**Excerpts from a dataset**
....................
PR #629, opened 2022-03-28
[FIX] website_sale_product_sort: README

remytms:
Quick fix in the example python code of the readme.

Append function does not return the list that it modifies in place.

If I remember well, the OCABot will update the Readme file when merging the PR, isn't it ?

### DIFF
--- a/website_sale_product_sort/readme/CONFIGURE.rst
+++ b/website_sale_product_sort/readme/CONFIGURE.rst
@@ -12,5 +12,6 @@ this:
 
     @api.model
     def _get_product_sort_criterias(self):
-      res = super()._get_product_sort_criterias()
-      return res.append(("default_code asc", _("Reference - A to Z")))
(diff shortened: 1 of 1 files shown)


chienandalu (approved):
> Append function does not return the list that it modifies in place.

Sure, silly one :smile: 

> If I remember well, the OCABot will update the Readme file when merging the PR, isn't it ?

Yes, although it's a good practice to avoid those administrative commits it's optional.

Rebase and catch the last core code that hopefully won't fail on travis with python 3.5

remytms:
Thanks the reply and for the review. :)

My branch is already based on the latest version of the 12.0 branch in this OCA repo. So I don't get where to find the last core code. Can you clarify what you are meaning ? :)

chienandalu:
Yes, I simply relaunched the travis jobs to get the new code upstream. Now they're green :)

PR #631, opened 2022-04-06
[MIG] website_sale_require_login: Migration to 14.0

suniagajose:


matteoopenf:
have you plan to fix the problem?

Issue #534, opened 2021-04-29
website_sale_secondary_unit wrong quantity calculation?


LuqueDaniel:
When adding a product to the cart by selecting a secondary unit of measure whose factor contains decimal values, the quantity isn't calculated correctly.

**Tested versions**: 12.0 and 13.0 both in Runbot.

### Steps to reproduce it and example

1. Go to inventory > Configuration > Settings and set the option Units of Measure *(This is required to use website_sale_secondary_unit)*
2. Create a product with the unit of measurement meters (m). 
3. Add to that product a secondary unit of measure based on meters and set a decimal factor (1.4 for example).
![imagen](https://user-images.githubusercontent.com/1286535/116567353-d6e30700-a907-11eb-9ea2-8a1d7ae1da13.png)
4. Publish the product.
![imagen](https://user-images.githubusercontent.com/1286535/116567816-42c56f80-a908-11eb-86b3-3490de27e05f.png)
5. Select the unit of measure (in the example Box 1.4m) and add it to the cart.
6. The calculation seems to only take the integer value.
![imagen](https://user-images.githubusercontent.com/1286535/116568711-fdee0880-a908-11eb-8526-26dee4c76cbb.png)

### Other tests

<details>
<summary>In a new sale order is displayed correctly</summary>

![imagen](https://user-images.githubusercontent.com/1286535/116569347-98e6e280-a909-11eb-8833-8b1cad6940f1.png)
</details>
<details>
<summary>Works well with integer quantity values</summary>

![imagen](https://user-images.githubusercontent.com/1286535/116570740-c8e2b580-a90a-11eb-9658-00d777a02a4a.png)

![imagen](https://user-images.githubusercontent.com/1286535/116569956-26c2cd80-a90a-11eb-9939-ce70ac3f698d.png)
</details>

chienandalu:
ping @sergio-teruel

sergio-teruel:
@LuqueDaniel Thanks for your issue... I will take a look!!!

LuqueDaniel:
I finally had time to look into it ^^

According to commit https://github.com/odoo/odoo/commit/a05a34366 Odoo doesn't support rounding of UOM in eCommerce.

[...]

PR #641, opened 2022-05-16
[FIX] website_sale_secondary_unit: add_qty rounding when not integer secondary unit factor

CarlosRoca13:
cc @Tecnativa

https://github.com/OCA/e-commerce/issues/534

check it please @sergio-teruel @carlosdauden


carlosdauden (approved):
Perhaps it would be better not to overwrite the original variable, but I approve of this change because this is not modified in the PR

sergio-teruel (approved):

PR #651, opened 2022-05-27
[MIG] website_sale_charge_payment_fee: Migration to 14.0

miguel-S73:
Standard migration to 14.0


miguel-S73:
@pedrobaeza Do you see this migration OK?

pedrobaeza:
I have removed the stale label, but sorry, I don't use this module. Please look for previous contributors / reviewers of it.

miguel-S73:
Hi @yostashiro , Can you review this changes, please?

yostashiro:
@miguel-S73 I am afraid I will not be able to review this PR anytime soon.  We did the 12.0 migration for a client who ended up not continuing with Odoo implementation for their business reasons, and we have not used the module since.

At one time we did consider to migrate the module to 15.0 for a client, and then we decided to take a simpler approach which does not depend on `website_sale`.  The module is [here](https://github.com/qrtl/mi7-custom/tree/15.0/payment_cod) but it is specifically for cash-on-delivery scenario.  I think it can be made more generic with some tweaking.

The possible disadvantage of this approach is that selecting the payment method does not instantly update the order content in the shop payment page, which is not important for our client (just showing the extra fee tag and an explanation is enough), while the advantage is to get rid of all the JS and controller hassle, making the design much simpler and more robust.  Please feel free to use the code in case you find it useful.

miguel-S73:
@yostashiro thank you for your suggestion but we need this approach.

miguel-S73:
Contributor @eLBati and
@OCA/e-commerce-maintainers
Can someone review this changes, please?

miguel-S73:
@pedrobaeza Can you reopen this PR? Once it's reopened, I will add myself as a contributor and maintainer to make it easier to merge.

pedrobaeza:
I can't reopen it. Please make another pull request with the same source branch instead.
....................
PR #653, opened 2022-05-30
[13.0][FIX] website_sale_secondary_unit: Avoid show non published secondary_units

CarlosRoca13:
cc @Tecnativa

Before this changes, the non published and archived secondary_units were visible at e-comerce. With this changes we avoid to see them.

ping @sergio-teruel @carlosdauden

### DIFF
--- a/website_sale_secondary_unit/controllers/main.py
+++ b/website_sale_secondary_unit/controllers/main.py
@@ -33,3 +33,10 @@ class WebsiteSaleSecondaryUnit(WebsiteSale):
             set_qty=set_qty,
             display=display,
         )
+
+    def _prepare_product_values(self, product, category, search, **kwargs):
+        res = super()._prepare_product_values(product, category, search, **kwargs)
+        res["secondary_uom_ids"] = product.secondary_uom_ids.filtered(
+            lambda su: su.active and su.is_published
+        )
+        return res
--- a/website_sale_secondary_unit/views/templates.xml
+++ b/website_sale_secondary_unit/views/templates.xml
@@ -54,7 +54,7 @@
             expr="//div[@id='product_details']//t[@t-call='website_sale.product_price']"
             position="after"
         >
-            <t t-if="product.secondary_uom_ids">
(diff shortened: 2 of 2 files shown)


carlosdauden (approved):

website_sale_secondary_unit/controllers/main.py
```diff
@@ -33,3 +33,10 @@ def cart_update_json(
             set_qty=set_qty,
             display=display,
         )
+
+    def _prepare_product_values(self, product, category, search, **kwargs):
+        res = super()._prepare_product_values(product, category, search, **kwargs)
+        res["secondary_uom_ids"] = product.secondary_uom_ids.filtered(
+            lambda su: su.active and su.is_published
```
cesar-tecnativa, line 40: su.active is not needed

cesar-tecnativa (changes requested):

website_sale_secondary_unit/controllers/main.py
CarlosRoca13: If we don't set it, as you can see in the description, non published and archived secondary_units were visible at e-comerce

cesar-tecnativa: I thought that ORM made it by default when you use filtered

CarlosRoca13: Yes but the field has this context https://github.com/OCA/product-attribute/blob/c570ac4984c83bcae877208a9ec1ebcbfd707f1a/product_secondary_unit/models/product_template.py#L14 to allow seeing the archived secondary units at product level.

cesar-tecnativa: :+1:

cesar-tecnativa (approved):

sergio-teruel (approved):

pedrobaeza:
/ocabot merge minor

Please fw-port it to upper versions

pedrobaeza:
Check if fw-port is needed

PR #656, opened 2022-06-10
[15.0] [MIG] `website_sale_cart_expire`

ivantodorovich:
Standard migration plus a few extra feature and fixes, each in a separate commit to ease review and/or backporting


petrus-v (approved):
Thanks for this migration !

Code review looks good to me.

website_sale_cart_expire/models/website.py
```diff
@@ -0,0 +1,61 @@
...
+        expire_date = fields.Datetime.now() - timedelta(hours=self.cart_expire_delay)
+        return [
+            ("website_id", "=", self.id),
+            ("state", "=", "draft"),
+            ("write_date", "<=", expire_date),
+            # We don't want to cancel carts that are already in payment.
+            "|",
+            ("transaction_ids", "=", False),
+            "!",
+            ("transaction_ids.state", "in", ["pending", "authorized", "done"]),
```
....................
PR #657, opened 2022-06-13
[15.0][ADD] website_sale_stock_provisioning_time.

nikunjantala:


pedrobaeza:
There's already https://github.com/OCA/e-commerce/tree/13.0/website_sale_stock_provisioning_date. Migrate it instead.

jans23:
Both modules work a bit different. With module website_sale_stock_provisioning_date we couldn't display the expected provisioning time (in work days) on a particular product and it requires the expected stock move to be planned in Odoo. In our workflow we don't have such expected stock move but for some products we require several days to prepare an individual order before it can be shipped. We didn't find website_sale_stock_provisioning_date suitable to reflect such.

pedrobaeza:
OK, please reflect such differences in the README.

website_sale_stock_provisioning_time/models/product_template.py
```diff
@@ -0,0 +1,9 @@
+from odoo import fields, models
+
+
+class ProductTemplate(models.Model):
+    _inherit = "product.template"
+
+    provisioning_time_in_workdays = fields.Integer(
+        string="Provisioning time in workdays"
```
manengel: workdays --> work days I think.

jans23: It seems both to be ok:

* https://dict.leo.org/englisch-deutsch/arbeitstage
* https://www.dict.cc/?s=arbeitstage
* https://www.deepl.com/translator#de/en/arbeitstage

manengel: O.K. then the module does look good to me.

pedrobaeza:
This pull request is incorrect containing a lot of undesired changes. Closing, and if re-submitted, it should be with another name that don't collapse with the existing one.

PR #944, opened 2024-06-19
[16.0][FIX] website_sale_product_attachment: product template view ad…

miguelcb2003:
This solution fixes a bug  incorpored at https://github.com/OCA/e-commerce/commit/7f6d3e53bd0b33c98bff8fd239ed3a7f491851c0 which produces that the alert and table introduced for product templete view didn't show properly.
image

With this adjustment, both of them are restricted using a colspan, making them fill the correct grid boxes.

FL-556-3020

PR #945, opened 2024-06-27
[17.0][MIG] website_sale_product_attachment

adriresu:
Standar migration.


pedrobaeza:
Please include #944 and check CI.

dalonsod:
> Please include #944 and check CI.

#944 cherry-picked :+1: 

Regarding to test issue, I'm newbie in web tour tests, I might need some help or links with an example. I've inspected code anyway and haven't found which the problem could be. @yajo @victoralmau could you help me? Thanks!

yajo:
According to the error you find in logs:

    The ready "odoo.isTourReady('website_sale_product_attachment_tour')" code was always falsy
....................
**Prompt**
Line tally for "versions": say how many lines of the records above contain it, and give nothing but the number.

**Response to the task**
2